Another Review, Another Pre-Review
Network Warrior is the best network administration book I've ever read.
I spend most of my reading time on security books, but because I lean towards network security I like reading complementary sources on protocols and infrastructure.
Gary Donahue has written a wonderful book that I highly recommend for anyone who administers, supports, or interacts with networks. Network Warrior may be the best book I will read in 2007.
Yeah, I liked it that much. I devoured this book, staying up until 1 am or more several nights in a row.
I'm looking forward to reading Mark Kadrich's Endpoint Security. I think this book will directly affect how I approach some projects at work. I really hope it can help me better understand how to deal with endpoint security in 2007. It's taken me a while to get this book. For some reason it was published in "March 2007" but only available recently.
I'd like to briefly mention a new book that's great, but which I won't read and review: Exploiting Online Games: Cheating Massively Distributed Systems by Greg Hoglund and Gary McGraw. I reviewed drafts of this book and I think the underlying message behind the code is extremely important. To understand why, please read this post by Brian Chess. He makes a much better case than I could. Because I am so time-crunched, and I really do not care about the details of exploiting WoW, I am not going to review Exploiting Online Games. I will have a couple copies to share at Black Hat for students or teaching assistants who make my life easier in class!
Comments
Strange.
Distributed systems... grid computing... reminds me of... financial trading systems. I wonder if any of the concepts in the book that apply to distributed systems would apply to similarly designed distributed systems?
Large amounts of UDP traffic... server-side... reminds me of... DNS amplification attacks (e.g. using SOA RR's). I wonder if the book will cover network traffic and scaling issues, UDP in particular, and I wonder we'll see a repeat of GameSpy's problems of the past?
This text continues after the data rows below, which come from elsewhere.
PR #9203, opened 2026-05-10
fix: validate negative offset and limit in graphql resolver

### LINKED ISSUE #7474: bug: Late errors for negative offset or limit query parameters

DharmaBytesX:
Closes #7474

## What

Adds input validation in `default_paginated_list_resolver` to reject negative `limit` and `offset` values with a user-friendly `GraphQLError` before reaching the database layer.

## Before

Negative values were passed through to Neo4j, resulting in a `CypherSyntaxError` with an unhelpful stack trace in the server logs.

## After

The resolver immediately raises a `GraphQLError` with a clear message (`limit must be a non-negative integer` / `offset must be a non-negative integer`).

## Tests

Added unit tests in `backend/tests/unit/graphql/resolvers/test_resolver.py` covering both `limit` and `offset` validation.

### DIFF
--- a/backend/infrahub/graphql/resolvers/resolver.py
+++ b/backend/infrahub/graphql/resolvers/resolver.py
@@ -183,6 +183,13 @@ def _transform_metadata_day_filters(filters: dict[str, Any]) -> dict[str, Any]:
     return result
 
 
+def validate_offset_and_limit(offset: int | None, limit: int | None) -> None:
+    if limit is not None and limit < 0:
+        raise GraphQLError("limit must be a non-negative integer")
+    if offset is not None and offset < 0:
+        raise GraphQLError("offset must be a non-negative integer")
+
+
 @trace.get_tracer(__name__).start_as_current_span("default_paginated_list_resolver")
 @retry_db_transaction(name="default_paginated_list_resolver")
 async def default_paginated_list_resolver(
@@ -194,6 +201,7 @@ async def default_paginated_list_resolver(
     partial_match: bool = False,
     **kwargs: dict[str, Any],
 ) -> dict[str, Any]:
+    validate_offset_and_limit(offset, limit)
     schema: MainSchemaTypes = (
         info.return_type.of_type.graphene_type._meta.schema
         if isinstance(info.return_type, GraphQLNonNull)
@@ -235,11 +243,6 @@ async def default_paginated_list_resolver(
             for edge in permissions["edges"]:
                 if edge["node"]["kind"] == schema.kind:
                     permission_set = edge["node"]
-
-        if limit is not None and limit < 0:
-            raise GraphQLError("limit must be a non-negative integer")
-        if offset is not None and offset < 0:
-            raise GraphQLError("offset must be a non-negative integer")
 
         objs = []
         if edges or "hfid" in filters:
--- a/backend/infrahub/graphql/resolvers/resolver.py
+++ b/backend/infrahub/graphql/resolvers/resolver.py
@@ -3,6 +3,7 @@ from __future__ import annotations
 from datetime import datetime, timedelta
 from typing import TYPE_CHECKING, Any
 
+from graphql import GraphQLError
 from graphql.type.definition import GraphQLNonNull
 from opentelemetry import trace
 
@@ -234,6 +235,11 @@ async def default_paginated_list_resolver(
             for edge in permissions["edges"]:
                 if edge["node"]["kind"] == schema.kind:
                     permission_set = edge["node"]
+
+        if limit is not None and limit < 0:
+            raise GraphQLError("limit must be a non-negative integer")
+        if offset is not None and offset < 0:
+            raise GraphQLError("offset must be a non-negative integer")
 
         objs = []
         if edges or "hfid" in filters:
--- a/backend/tests/unit/graphql/resolvers/test_resolver.py
+++ b/backend/tests/unit/graphql/resolvers/test_resolver.py
@@ -1,0 +1,20 @@
+from unittest.mock import MagicMock
+
+import pytest
+from graphql import GraphQLError
+
+from infrahub.graphql.resolvers.resolver import default_paginated_list_resolver
+
+
+@pytest.mark.anyio
+async def test_negative_limit_raises() -> None:
+    info = MagicMock()
+    with pytest.raises(GraphQLError, match="limit"):
+        await default_paginated_list_resolver(root=None, info=info, limit=-1)
+
+
+@pytest.mark.anyio
+async def test_negative_offset_raises() -> None:
+    info = MagicMock()
+    with pytest.raises(GraphQLError, match="offset"):
+        await default_paginated_list_resolver(root=None, info=info, offset=-1)
--- a/backend/tests/unit/graphql/resolvers/test_resolver.py
+++ b/backend/tests/unit/graphql/resolvers/test_resolver.py
@@ -1,20 +1,14 @@
-from unittest.mock import MagicMock
-
 import pytest
 from graphql import GraphQLError
 
-from infrahub.graphql.resolvers.resolver import default_paginated_list_resolver
+from infrahub.graphql.resolvers.resolver import validate_offset_and_limit
 
 
-@pytest.mark.anyio
-async def test_negative_limit_raises() -> None:
-    info = MagicMock()
+def test_negative_limit_raises() -> None:
     with pytest.raises(GraphQLError, match="limit"):
-        await default_paginated_list_resolver(root=None, info=info, limit=-1)
+        validate_offset_and_limit(offset=None, limit=-1)
 
 
-@pytest.mark.anyio
-async def test_negative_offset_raises() -> None:
-    info = MagicMock()
+def test_negative_offset_raises() -> None:
     with pytest.raises(GraphQLError, match="offset"):
-        await default_paginated_list_resolver(root=None, info=info, offset=-1)
+        validate_offset_and_limit(offset=-1, limit=None)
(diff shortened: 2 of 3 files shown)


dgarros (approved):
Looks good, thank you
Ideally please can you add an entry in the changelog in https://github.com/opsmill/infrahub/tree/stable/changelog to include this fix in the release note
the format is describe here https://github.com/opsmill/infrahub/blob/stable/dev/guidelines/changelog.md

DharmaBytesX:
Hey, I added the changelog entry in `changelog/7474.fixed.md`.

backend/infrahub/graphql/resolvers/resolver.py
```diff
@@ -235,6 +236,11 @@ async def default_paginated_list_resolver(
                 if edge["node"]["kind"] == schema.kind:
                     permission_set = edge["node"]
 
+        if limit is not None and limit < 0:
+            raise GraphQLError("limit must be a non-negative integer")
+        if offset is not None and offset < 0:
+            raise GraphQLError("offset must be a non-negative integer")
```
ogenstad: If we look at the rest of the function this check comes a bit to late. For instance on line 208 we start a new database session and on line 226 there's a query to the database regarding permissions. So a check like this should be at the start of this function and fail early.

backend/tests/unit/graphql/resolvers/test_resolver.py
```diff
@@ -0,0 +1,20 @@
...
+
+
+@pytest.mark.anyio
+async def test_negative_limit_raises() -> None:
+    info = MagicMock()
+    with pytest.raises(GraphQLError, match="limit"):
+        await default_paginated_list_resolver(root=None, info=info, limit=-1)
+
+
+@pytest.mark.anyio
```
ogenstad: These pytest markers should not be needed.

backend/infrahub/graphql/resolvers/resolver.py
gmazoyer, line 1: I suppose other resolvers would be affected by this too, the first coming to my mind is `backend/infrahub/graphql/resolvers/ipam.py`. Considering that, I would extract that tiny logic into a function that resolvers could call. That would also make the logic itself easier to test.

backend/tests/unit/graphql/resolvers/test_resolver.py
```diff
@@ -0,0 +1,20 @@
+from unittest.mock import MagicMock
+
+import pytest
+from graphql import GraphQLError
+
+from infrahub.graphql.resolvers.resolver import default_paginated_list_resolver
+
+
+@pytest.mark.anyio
```
gmazoyer: No need for those `pytest.mark.anyio`.

backend/tests/unit/graphql/resolvers/test_resolver.py
```diff
@@ -0,0 +1,20 @@
...
+async def test_negative_limit_raises() -> None:
+    info = MagicMock()
```
gmazoyer: We tend to avoid mocks but that seems about right here in a unit test.

ogenstad: While we have mocking in this repo we're trying to phase it out, the reason being that it becomes quite muddy with regards to what is actually being testing when some interfaces doesn't behave as you would expect and with future changes bugs might be introduced when we thought that we had tests to cover a given scenario. If we move the check up as described above we can send in anything to the info parameter. If it's just about making the type checker happy a `cast()` of None into the correct type could do the trick here. Ideally we should not use `cast()` within the code either, however in this case it could be fine short of creating a dummy object.

After the change the main problem with having a MagicMock for something like this is that AI agents looking at other tests to figure out the structure can think that it's ok to continue using mocking.

changelog/7474.fixed.md
```diff
@@ -0,0 +1 @@
+Fixed GraphQL resolver returning an unhelpful database error when negative values were provided for limit or offset query arguments.
```
ogenstad: Unfortunately this doesn't fix all of the resolvers, could you please update this to say that it fixes the standard resolver for schema based objects?

ogenstad (changes requested):

ogenstad:
Ah see that both me and @gmazoyer was reviewing at the same type. 😅

DharmaBytesX:
Thx for the input. I've refacto the logic into a tiny validation function, moved the check earlier, cleaned up the tests, and updated the changelog.

DharmaBytesX:
The CI issue is not code related

ogenstad (approved):
Thank you for your contribution and the changes!

Approving, but also as an internal note as the release notes for Infrahub 1.9.4 has already been generated we should wait for that version to be released before merging this PR so that it gets included in Infrahub 1.9.5 instead.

Huge client-side code... unvalidated input... reminds me of... XSS worms against web browsers. I wonder if some sort of client-side input validation issue in gaming clients, similar in manner and attack pattern as XSS - could cause worms of similar power to affect each other - or even go Cross Application Scripting like XAS did in the recent URI Use and Abuse paper?
Somehow I think exploiting WoW has some deeper meaning to the world of information security than you do.
Those are all good ideas and you are not alone in thinking of them. However, when I thumb through a book with pages and pages of code relevant to WoW, I don't see the need to read the specifics.